Olhe, não me seja Vossa Mercê preguiçoso, levante-se dessa cama e vamos para o campo vestidos de pastores, como combinámos. Talvez em alguma mata encontremos a senhora dona Dulcineia desencantada, que não haja aí mais que ver. Se morre de pesar de se ver vencido, deite-me as culpas a mim, dizendo que por eu ter apertado mal as silhas de Rocinante é que o derrubaram; tanto mais, que Vossa Mercê há-de ter visto nos seus livros de cavalarias ser coisa ordinária derribarem-se os cavaleiros uns aos outros, e o que é hoje vencido ser vencedor amanhã.
— Assim é — disse Sansão — e o bom Sancho Pança está muito ao fato destes casos.
— Senhores — acudiu D. Quixote — deixemo-nos dessas coisas; o que foi já não é: fui louco e estou hoje em meu juízo; fui D. Quixote de la Mancha, e sou agora, como disse, Alonso Quijano, o Bom; possam o meu arrependimento e a minha verdade restituir-me a estima em que Vossas Mercês me tinham, e prossiga para diante o senhor tabelião.
Item, deixo toda a minha fazenda, de portas a dentro, a Antónia Quijana, minha sobrinha, que está presente, tirando-se primeiro, do mais bem parado dessa fazenda, o que for mister para cumprir os legados que deixo; e o primeiro pagamento que quero que se faça será satisfazer o salário que devo à minha ama do tempo que me tem servido, e mais vinte ducados para um vestido.
Instituo meus testamenteiros o senhor cura e o senhor bacharel Sansão Carrasco, que estão presentes.

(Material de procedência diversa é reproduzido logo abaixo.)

PR #8563, opened 2024-11-24
Clarify  excluded and included flags for dry-run in borg the docs

goebbe:
Rewording of the "flags" description in the docs of borg 1.4. https://github.com/borgbackup/borg/issues/8556

Issue #8556, opened 2024-11-22
docs: Clarify the meaning of flags when using borg recreate --dry-run 


goebbe:
Using borg 1.4.0 I want to delete a huge folder (miniforge) from my old archives.

I understand that `borg recreate` is the correct command for this task and as suggested in the docs I first 
did a `--dry-run --verbose --list` to check the consequences of borg recreate: 

Simplified example: `borg recreate repo  --exclude home/user/miniforge3 --dry-run --verbose --list`  

The result is (as expected) a huge list of items -  with flags (x or -): 
```
x home/user/miniforge3
- home/user/Documents
```

To understand the exact meaning of these flags (in the context of borg recreate), I had a look at the docs: 
https://borgbackup.readthedocs.io/en/stable/usage/create.html#item-flags
and found the following description: 

Other flags used include:
    ‘-’ = dry run, item was not backed up
    ‘x’ = excluded, item was not backed up

From this description, it seems that all items in my /home/user/* are  "not backed up" for different reasons. I believe this is confusing, since in the context of `borg recreate`, the files are already "backed up" in the (old) archives. 

If I interpret the description correctly, then: 
    ‘-’ = dry run, item was not backed up     <- in the context of borg recreate: item will remain in the recreated archive(s)
    ‘x’ = excluded, item was not backed up  <- in the context of borg recreate: item will be excluded (i.e. removed) from the recreated archive(s)

Would it be possible to **add the following additional description to the docs?** 

In the context of `borg recreate`: 
    ‘-’ = dry run, item will remain in the recreated archive(s)
    ‘x’ = excluded, item will be excluded (i.e. removed) from the recreated archive(s)

ThomasWaldmann:
Yes, the docs could be improved and your suggestion sounds good. Can you make a pull request with that?

goebbe:
The docs for the "flags" are currently in the (docs) section "borg create". 
This kind of explains why the docs (1.4) describe the meaning of "flags" in the context of `borg create`.  

Only now, I realize, that the docs for "flags" look **different in** the **latest borg 2.0**: 
https://borgbackup.readthedocs.io/en/**latest**/usage/create.html#item-flags
Other flags used include:
    ‘+’ = included, item would be backed up (if not in dry-run mode)
    ‘-’ = excluded, item would not be / was not backed up
    ‘i’ = backup data was read from standard input (stdin)
    ‘?’ = missing status code (if you see this, please file a bug report!)

[...]

PR #8566, opened 2024-11-24
 Clarify excluded and included flags for dry-run in borg the docs #8563

goebbe:
Rewording of the "flags" description in the docs of borg 1.2. #8556


ThomasWaldmann:
Thanks!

Item, é minha vontade que, se Antónia Quijana, minha sobrinha, quiser casar, case com um homem de quem primeiro se tirarem informações, e se verificar que não sabe o que vem a ser livros de cavalaria; e no caso de se averiguar que o sabe, e minha sobrinha, apesar disso, persistir em casar com ele, perca tudo que lhe deixo, que os meus testamenteiros poderão distribuir em obras pias à sua vontade.